Ganz was a research associate at the Westphalian Wilhelms-University from 2000 to 2005, a research assistant at the Otto-Friedrich-Universität Bamberg from 2005 to 2006, and a substitute for the chair in early modern art history at the Ruhr University Bochum from 2006 to 2007. He was then a Heisenberg Fellow until 2013, when he was appointed an associate professor of art history of the Middle Ages at the University of Zurich, where he was promoted to a full professorship in 2019.

==Books==
- Barocke Bilderbauten. Erzählung, Illusion und Institution in römischen Kirchen. 1580–1700, Petersberg: Michael Imhof 2003.
- Medien der Offenbarung. Visiondarstellungen im Mittelalter, Berlin: Reimer 2008.
- Buch-Gewänder. Prachteinbände im Mittelalter, Berlin: Reimer 2015.
- (with Ulrike Ganz). Visionen der Endzeit. Die Apokalypse in der mittelalterlichen Buchkunst, Darmstadt: Wissenschaftliche Buchgesellschaft 2016.

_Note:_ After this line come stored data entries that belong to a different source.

PR #2247, opened 2016-07-27
Cleanup course table

chcholman:
This PR drops 8 columns from the Courses table, updates naming conventions to be as discussed in #tuesdaychats and adds not-null/default values to many fields. It also moves the basic group size constraints to be per assignment rather than at the course level. 

The groups work is partial - much to be done in the next two weeks to complete - but I believe maintains the current state of the features.


db/migrate/20160721204652_cleanup_courses.rb
```diff
@@ -0,0 +1,58 @@
...
+    remove_column :courses, :media_caption
+
+    change_column :courses, :name, :string, null: false
+    change_column :courses, :created_at, :datetime, null: false
+    change_column :courses, :updated_at, :datetime, null: false
+    rename_column :courses, :courseno, :course_number
+    change_column :courses, :course_number, :string, null: false
+
+    rename_column :courses, :user_term, :student_term
+    change_column :courses, :student_term, :string, default: "Student", null: false
```
acousticrobot: 👍 💯 great way to handle this!

chcholman: Thanks so much!

PR #2248, opened 2016-07-27
2239 remove default weight

acousticrobot:
This PR removes the `default_weight` calculations from a course (but leaves the field on the model for historical purposes). When an AssignmentType accepts weights, but a student has not placed any weights on it, all Grades for it's assignments have a zero score.

The UX remains for the most part the same. When weights are available, any AssignmentType that they can be added to indicates acceptance with a blue circle:

screen shot 2016-07-27 at 2 27 05 pm

To explain the calculation when no more weights are available, or `max_assignment_types_weighted` has been reached, a "no weights" indicator will show up in the summation.

On the Predictor:

screen shot 2016-07-27 at 2 27 23 pm

On the weights page,

screen shot 2016-07-27 at 2 27 51 pm

The recalculation of score on the grades looks good to me, but I would like it if someone else could test and confirm this, and that it displays correctly on all pages where grades are displayed in list form, since I don't know these pages well.

I'm also not sure if the display of zero'd out grades on the grades show pages is clear or not:

screen shot 2016-07-27 at 2 57 27 pm

### DIFF
--- a/app/assets/javascripts/angular/controllers/PredictorCtrl.js.coffee
+++ b/app/assets/javascripts/angular/controllers/PredictorCtrl.js.coffee
@@ -23,7 +23,7 @@
     PredictorService.termFor(article)
 
   $scope.unusedWeightsRange = ()->
-   PredictorService.unusedWeightsRange()
+    PredictorService.unusedWeightsRange()
 
   $scope.weightsAvailable = ()->
     PredictorService.weightsAvailable()
--- a/app/assets/javascripts/angular/controllers/PredictorCtrl.js.coffee
+++ b/app/assets/javascripts/angular/controllers/PredictorCtrl.js.coffee
@@ -22,6 +22,8 @@
   $scope.termFor = (article)->
     PredictorService.termFor(article)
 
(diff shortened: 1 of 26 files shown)


mariehooper:
Hi @acousticrobot ! This is looking awesome - love the 'no multipliers' addition! Would you mind making the multipliers look like this:
screen shot 2016-07-28 at 9 48 35 am

I think this will help students see exactly what math is occurring with these and understand the whole process a bit better.
- [ ] Show the additional multipliers added 'stacked' beneath the first and on the first coin show the actual number that represents. (ex: 1 multiplier shows a 1 and 3 multipliers shows a 3)
- [ ] To remove multiplier, hover on top coin and show 'x' icon that can be clicked to remove
- [ ] To add multiplier, change the outline circle to same yellow as coin with yellow '+'

chcholman:
@acousticrobot @mariehooper I love this so much!

mariehooper:
@acousticrobot Absolutely LOVE it!

One small thing - would you mind changing the light blue outline color of the empty circles to the yellow? Then it will be 💯

Issue #2203, opened 2016-07-11
Merge the Controller/Presenter/Mailers for all Export Workflows


zazaian:
Currently `SubmissionsExport` and `CourseAnalyticsExport` classes are using unique controllers, presenters and mailers to execute these workflows. Since they're so similar, however, these should probably be performed through a common `ExportsController` and at least a common base `Presenter::Exports::Base` class.

Additionally common model behaviors could be extracted into an `ExportsConcern`

PR #2250, opened 2016-07-29
Course Analytics Exports Jobs

zazaian:
The main thrust of this PR is that the course analytics export process is so resource-intensive that when triggered from a controller on Production the request would timeout. The best solution to this problem is to perform these exports, previously handled entirely by the `AnalyticsController#export` method, through a new `CourseAnalyticsExport` model with a corresponding `CourseAnalyticsExportPerformer` performing the build and notifying the user of success or failure via email.

Because we're currently doing work on `AnalyticsController#export` method on the #2118 branch, we've ported the entire legacy method into `CourseAnalyticsExportPerformer#build_the_export` for the time being. It's being tested just to ensure that it passes. A total refactor of this process will come in with #2118.

Additionally we're now also saving these exports on S3 and giving users access to them through the `SecureToken` process that we've already implemented in the `SubmissionsExport` model. Since there was already so much logic for handling exports via  `SubmissionsExport` anything that wasn't specific to that model has been extracted to a new `Export::Model` module in `/lib` which handles common export behaviors. This is now included in both the `SubmissionsExport` and `CourseAnalyticsExport` models.  Similarly, any common S3-specific logic has been extracted to `S3Manager::Resource`.

Because the process for `SubmissionsExport` and `CourseAnalyticsExport` creation is so similar, it's possible in the future that these should be handled through a common `ExportsController` that takes an `export_type` parameter rather than having redundant controller logic, but this will be the subject of another issue altogether.


app/controllers/analytics_controller.rb
```diff
@@ -182,113 +182,6 @@ def assignment_prediction_averages
     render json: MultiJson.dump(data)
   end
 
-  # TODO: fix this
```
jwright: 😄

app/controllers/course_analytics_exports_controller.rb
```diff
@@ -0,0 +1,60 @@
+# pull in the presenter that we need to bring this all together
+require "./app/presenters/course_analytics_exports/base"
+
+class CourseAnalyticsExportsController < ApplicationController
+  before_filter :ensure_staff?, except: :secure_download
```
jwright: Why do we skip this here? Is it because we don't want to require a staff member to sign in? Would they already be signed in?

app/controllers/course_analytics_exports_controller.rb
```diff
@@ -0,0 +1,60 @@
...
+  skip_before_filter :increment_page_views, only: :secure_download
+  skip_before_filter :course_scores, only: :secure_download
+
+  def create
+    if presenter.create_and_enqueue_export
+      flash[:success] = "Your #{presenter.resource_name} is being prepared. " \
+                        "You'll receive an email when it's complete."
+    else
+      flash[:alert] = "Your #{presenter.resource_name} failed to build. " \
+                      "An administrator has been contacted about the issue."
```
jwright: LIES!....or have they? :) I cannot see where someone get's notified if there is an issue or does this happen as part of the queuing and execution of background jobs?

app/mailers/course_analytics_exports_mailer.rb
```diff
@@ -0,0 +1,45 @@
...
+    @export = export
+    @course = export.course
+    @secure_token = token
+
+    send_mail status: "is ready"
+  end
+
+  protected
+
+  def send_mail(status:)
```
jwright: Why do we use named parameters here? I feel like named parameters are useful when there are many and we want to pass in a hash. Here, we can clear this up with just using `status` and the calling methods could just use: `send_mail "is ready"`. Thoughts?

app/models/course_analytics_export.rb
```diff
@@ -0,0 +1,60 @@
...
+  # give this resource additional methods that aren't s3-specific but that
+  # assist in the export process
+  #
+  include Export::Model
+
+  attr_accessible :course_id, :professor_id, :last_export_started_at,
+    :last_export_completed_at, :last_completed_step
+
+  belongs_to :course
+  belongs_to :professor, class_name: "User", foreign_key: "professor_id"
```
jwright: I feel like `owner` is a better name here since the `User` that created this can be a professor, gsi, or admin.

Thoughts?

app/models/course_analytics_export.rb
```diff
@@ -0,0 +1,60 @@
...
+    "exports/courses/#{course_id}/course_analytics_exports/" \
+      "#{object_key_date}/#{object_key_microseconds}"
+  end
+
+  def formatted_course_number
+    # create a url-safe course number to use for the export filename and for
+    # the root directory of the final export archive. be sure to replace
+    # forward-slashes with hyphens and replace ampersands with "and"
+    #
+    course_number = course.courseno.gsub(/\/+/,"-").gsub("&", "and")
```
jwright: What about all of the other possible uri-unsafe characters. I feel like we should use `URI::escape` here.

app/performers/course_analytics_export_performer.rb
```diff
@@ -0,0 +1,135 @@
...
+  def setup
+    @export = CourseAnalyticsExport.find attrs[:export_id]
+    @professor = @export.professor
+    @course = @export.course
+
+    export.update_export_started_time
+  end
+
+  # perform() attributes assigned to @attrs in the ResqueJob::Base class
+  def do_the_work
```
jwright: 👍

app/mailers/course_analytics_exports_mailer.rb
```diff
@@ -0,0 +1,45 @@
+class CourseAnalyticsExportsMailer < ApplicationMailer
+  layout "mailers/exports_layout"
+
+  attr_reader :professor, :course, :export, :status
+
+  # the SecureTokenHelper brings in the #secure_downloads_url method which we
+  # need for building the secure download method on success emails
+  add_template_helper(SecureTokenHelper)
+
+  def export_failure(export:)
```
jwright: For mailer method names, I think they should end in `_email`. So `export_failure_email`. Thoughts?

app/mailers/course_analytics_exports_mailer.rb
```diff
@@ -0,0 +1,45 @@
...
+    @professor = export.professor
+    @course = export.course
+
+    send_mail status: "failed to build"
+  end
+
+  def export_success(export:, token:)
```
jwright: For mailer method names, I think they should end in `_email`. So `export_success_email`. Thoughts?

app/controllers/course_analytics_exports_controller.rb
zazaian: We're skipping this because the point of the secure_download action is to be able to download resources with a link via SecureToken authentication. Requiring login in addition to access the action makes it impossible to download the requested resource from the link.

app/controllers/course_analytics_exports_controller.rb
zazaian: We'll get the failure data through loggly and NewRelic, and probably don't need to expressly send an email to the admin whenever one of these fails, though we can add that if it seems necessary.

app/mailers/course_analytics_exports_mailer.rb
zazaian: I like using keyword arguments here because passing an argument to `#send_mail` doesn't implicitly suggest that it should be taking a status. We could use un-named arguments here but it seems more confusing to me.

app/models/course_analytics_export.rb
zazaian: I think owner is okay, but professor was being used here to suggest that specifically that this isn't a student. Maybe there's a better way to name this that includes this suggestion? Maybe `faculty`?

app/mailers/course_analytics_exports_mailer.rb
zazaian: I'd be okay with this, except we're not currently doing this anywhere else else in our mailer suite so we'd have to change everything else in the name of consistency. Maybe let's add a separate ticket for this and/or make it a TuesdayChats topic to see how people feel.

app/models/course_analytics_export.rb
chcholman: Let's do owner - it won't always be someone on the instructional team (ie, `admin`)

zazaian: :+1: cool, I guess we'll understand that students won't have access to exports

zazaian:
@jwright build is passing with the changes from `Course#courseno` -> `Course#course_number`

app/controllers/course_analytics_exports_controller.rb
jwright: That is what I thought. Thanks!

app/controllers/course_analytics_exports_controller.rb
jwright: I think this is fine. Thank you.

app/mailers/course_analytics_exports_mailer.rb
jwright: I like that idea. I will add it to TuesdayChats 🎼

app/controllers/course_analytics_exports_controller.rb
zazaian: :+1:

app/controllers/course_analytics_exports_controller.rb
zazaian: :sunglasses:

app/mailers/course_analytics_exports_mailer.rb
zazaian: Cool, sounds good!

zazaian:
@jwright FYI I've made the `professor` -> `owner` changes and pushed them to `origin`.

app/presenters/course_analytics_exports/base.rb
```diff
@@ -0,0 +1,78 @@
...
+      def export_job
+        @export_job ||= ::CourseAnalyticsExportJob.new export_id: export.id
+      end
+
+      def export
+        @export ||= ::CourseAnalyticsExport.find params[:id]
+      end
+
+      # destroying an export should probably automatically delete it from s3
+      # as well. let's modify that behavior in a future PR.
```
jwright: Do we have an issue for this? If not, can you add one and link it here?

zazaian: Sorry, I just neglected to remove the comment here. This has been implemented in this PR.

db/schema.rb
```diff
@@ -214,6 +214,20 @@
     t.string   "media_caption",       limit: 255
   end
 
+  create_table "course_analytics_exports", force: :cascade do |t|
```
jwright: These have very similar fields to `submissions_export`. Do you think we should place these in an `exportable` concern with a common schema? If so, I am not suggesting it for this PR but perhaps in the future.

app/models/course_analytics_export.rb
zazaian: Any additional URI-unsafe characters are being removed in the next line by `Formatter::Filename#url_safe`.

db/schema.rb
zazaian: Yup, this is a course of action that I've discussed with @chcholman and will be addressed in a separate issue.

jwright:
@zazaian This is really, really good man. Great job!

I made several comments but I think they will be addressed in future PRs or through some discussion on Tuesday Chats.

The build is broken but once that is fixed, I think this can be passed on.

zazaian:
Awesome, @jwright ! Thanks for digging through it! I know it's a lot of code. I'm trying to keep these PR's smaller but the job/export workflow touches several parts of the system, which when tested balloons the size of the feature. Also there were lots of exports extractions to move toward the work that will be done whenever we get to #2203.

The broken build is coming in from a brakeman complaint in CodeClimate, "Potentially dangerous attribute available for mass assignment". The problem is that it's coming up regardless of whether the require statements in `CourseAnalyticsExport` are present, and when I remove them it complains about the class declaration. Any thoughts on what Brakeman might be choking on here?

zazaian:
@chcholman this is passing and ready to merge.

- Der Bamberger Psalter. Kommentarband zum Faksimile (mit Beiträgen von Karin Eckstein, Sybille Ruß und Bettina Wagner), Luzern: Quaternio 2019.
- Spaces of Revelation. Visions in Medieval Art, Turnhout: Brepols 2021 (Studies in the Visual Culture of the Middle Ages) [English translation of Medien der Offenbarung].